_Action item:_ Among the entries below, extract exactly the lines that run from the one with "fix(agenda): deduplicate skipDays" through the one with "the all-days check.", both ends included.

_Supplied data:_
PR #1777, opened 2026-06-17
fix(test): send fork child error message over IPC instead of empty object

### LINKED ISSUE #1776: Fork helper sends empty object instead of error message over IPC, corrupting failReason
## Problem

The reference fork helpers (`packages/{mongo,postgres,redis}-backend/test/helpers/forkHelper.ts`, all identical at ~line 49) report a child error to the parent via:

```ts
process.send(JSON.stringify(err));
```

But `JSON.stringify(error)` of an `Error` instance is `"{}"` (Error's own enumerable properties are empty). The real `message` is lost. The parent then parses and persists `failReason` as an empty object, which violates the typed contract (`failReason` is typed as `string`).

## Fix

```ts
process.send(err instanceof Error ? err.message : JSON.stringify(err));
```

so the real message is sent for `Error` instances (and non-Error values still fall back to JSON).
==
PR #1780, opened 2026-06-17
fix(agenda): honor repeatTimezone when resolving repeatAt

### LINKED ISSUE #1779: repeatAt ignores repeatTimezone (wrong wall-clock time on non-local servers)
* * *
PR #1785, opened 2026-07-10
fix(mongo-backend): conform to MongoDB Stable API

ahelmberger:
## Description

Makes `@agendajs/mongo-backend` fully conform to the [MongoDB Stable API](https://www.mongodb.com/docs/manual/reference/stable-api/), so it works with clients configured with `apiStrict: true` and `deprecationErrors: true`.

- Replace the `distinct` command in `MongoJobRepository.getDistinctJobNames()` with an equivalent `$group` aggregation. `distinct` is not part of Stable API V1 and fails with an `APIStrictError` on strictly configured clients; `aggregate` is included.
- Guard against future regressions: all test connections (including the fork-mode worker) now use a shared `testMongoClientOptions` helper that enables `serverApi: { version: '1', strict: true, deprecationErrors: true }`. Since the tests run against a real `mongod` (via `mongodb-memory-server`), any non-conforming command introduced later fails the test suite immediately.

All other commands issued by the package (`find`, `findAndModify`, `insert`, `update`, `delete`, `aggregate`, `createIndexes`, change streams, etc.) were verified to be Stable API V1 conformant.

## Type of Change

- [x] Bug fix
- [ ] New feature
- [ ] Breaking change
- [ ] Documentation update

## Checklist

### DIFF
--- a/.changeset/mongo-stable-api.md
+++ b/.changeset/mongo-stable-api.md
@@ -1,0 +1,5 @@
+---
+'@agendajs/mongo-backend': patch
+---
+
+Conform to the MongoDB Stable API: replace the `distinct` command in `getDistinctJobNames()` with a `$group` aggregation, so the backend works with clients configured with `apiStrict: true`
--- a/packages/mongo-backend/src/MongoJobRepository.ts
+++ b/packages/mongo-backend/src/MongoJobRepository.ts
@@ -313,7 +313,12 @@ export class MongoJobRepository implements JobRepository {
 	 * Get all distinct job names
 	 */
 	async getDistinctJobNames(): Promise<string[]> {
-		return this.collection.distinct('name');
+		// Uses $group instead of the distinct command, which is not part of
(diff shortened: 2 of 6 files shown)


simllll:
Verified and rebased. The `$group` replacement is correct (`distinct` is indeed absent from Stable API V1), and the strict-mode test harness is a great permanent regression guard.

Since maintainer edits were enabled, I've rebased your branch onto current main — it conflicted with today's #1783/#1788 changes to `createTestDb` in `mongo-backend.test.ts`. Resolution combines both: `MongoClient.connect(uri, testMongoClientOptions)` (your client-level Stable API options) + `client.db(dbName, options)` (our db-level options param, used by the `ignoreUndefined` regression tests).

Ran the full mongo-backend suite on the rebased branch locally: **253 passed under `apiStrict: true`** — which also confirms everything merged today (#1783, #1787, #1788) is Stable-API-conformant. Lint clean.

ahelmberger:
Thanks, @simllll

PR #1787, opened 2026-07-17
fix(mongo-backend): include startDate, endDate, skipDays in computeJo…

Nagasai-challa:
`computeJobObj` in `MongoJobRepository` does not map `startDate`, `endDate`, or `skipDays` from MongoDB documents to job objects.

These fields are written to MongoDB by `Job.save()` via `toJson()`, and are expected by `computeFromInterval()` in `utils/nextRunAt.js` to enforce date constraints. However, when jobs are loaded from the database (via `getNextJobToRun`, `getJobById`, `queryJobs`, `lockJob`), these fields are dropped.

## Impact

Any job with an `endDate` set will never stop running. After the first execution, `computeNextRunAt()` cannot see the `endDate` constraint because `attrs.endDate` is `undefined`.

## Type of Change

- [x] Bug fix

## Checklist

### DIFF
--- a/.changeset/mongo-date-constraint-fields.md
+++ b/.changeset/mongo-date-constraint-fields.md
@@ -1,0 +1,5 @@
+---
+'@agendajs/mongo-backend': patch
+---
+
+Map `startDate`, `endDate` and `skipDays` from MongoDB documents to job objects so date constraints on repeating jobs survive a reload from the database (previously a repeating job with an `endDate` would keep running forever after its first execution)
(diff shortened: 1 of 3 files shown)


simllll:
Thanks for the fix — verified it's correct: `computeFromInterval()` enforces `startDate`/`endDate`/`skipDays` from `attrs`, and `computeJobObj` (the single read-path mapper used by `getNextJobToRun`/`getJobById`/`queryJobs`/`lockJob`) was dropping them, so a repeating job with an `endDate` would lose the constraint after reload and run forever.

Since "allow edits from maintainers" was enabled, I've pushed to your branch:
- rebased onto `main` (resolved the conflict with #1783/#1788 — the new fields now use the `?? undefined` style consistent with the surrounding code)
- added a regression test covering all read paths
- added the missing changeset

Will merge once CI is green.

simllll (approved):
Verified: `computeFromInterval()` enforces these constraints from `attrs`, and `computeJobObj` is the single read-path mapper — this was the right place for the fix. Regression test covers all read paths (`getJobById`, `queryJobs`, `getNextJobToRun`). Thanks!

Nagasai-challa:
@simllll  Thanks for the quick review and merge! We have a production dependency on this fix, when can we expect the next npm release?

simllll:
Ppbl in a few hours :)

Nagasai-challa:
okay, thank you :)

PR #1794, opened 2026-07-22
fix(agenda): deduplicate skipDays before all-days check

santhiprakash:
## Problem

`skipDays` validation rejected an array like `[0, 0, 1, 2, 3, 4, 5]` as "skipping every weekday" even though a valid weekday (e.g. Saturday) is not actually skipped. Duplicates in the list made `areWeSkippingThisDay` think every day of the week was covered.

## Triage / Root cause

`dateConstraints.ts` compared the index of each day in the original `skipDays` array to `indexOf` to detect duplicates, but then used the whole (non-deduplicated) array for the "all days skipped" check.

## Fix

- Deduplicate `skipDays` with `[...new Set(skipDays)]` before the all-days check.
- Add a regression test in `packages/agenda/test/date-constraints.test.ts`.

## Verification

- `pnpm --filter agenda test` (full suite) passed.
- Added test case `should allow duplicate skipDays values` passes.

_Answer section:_
fix(agenda): deduplicate skipDays before all-days check

santhiprakash:
## Problem

`skipDays` validation rejected an array like `[0, 0, 1, 2, 3, 4, 5]` as "skipping every weekday" even though a valid weekday (e.g. Saturday) is not actually skipped. Duplicates in the list made `areWeSkippingThisDay` think every day of the week was covered.

## Triage / Root cause

`dateConstraints.ts` compared the index of each day in the original `skipDays` array to `indexOf` to detect duplicates, but then used the whole (non-deduplicated) array for the "all days skipped" check.

## Fix

- Deduplicate `skipDays` with `[...new Set(skipDays)]` before the all-days check.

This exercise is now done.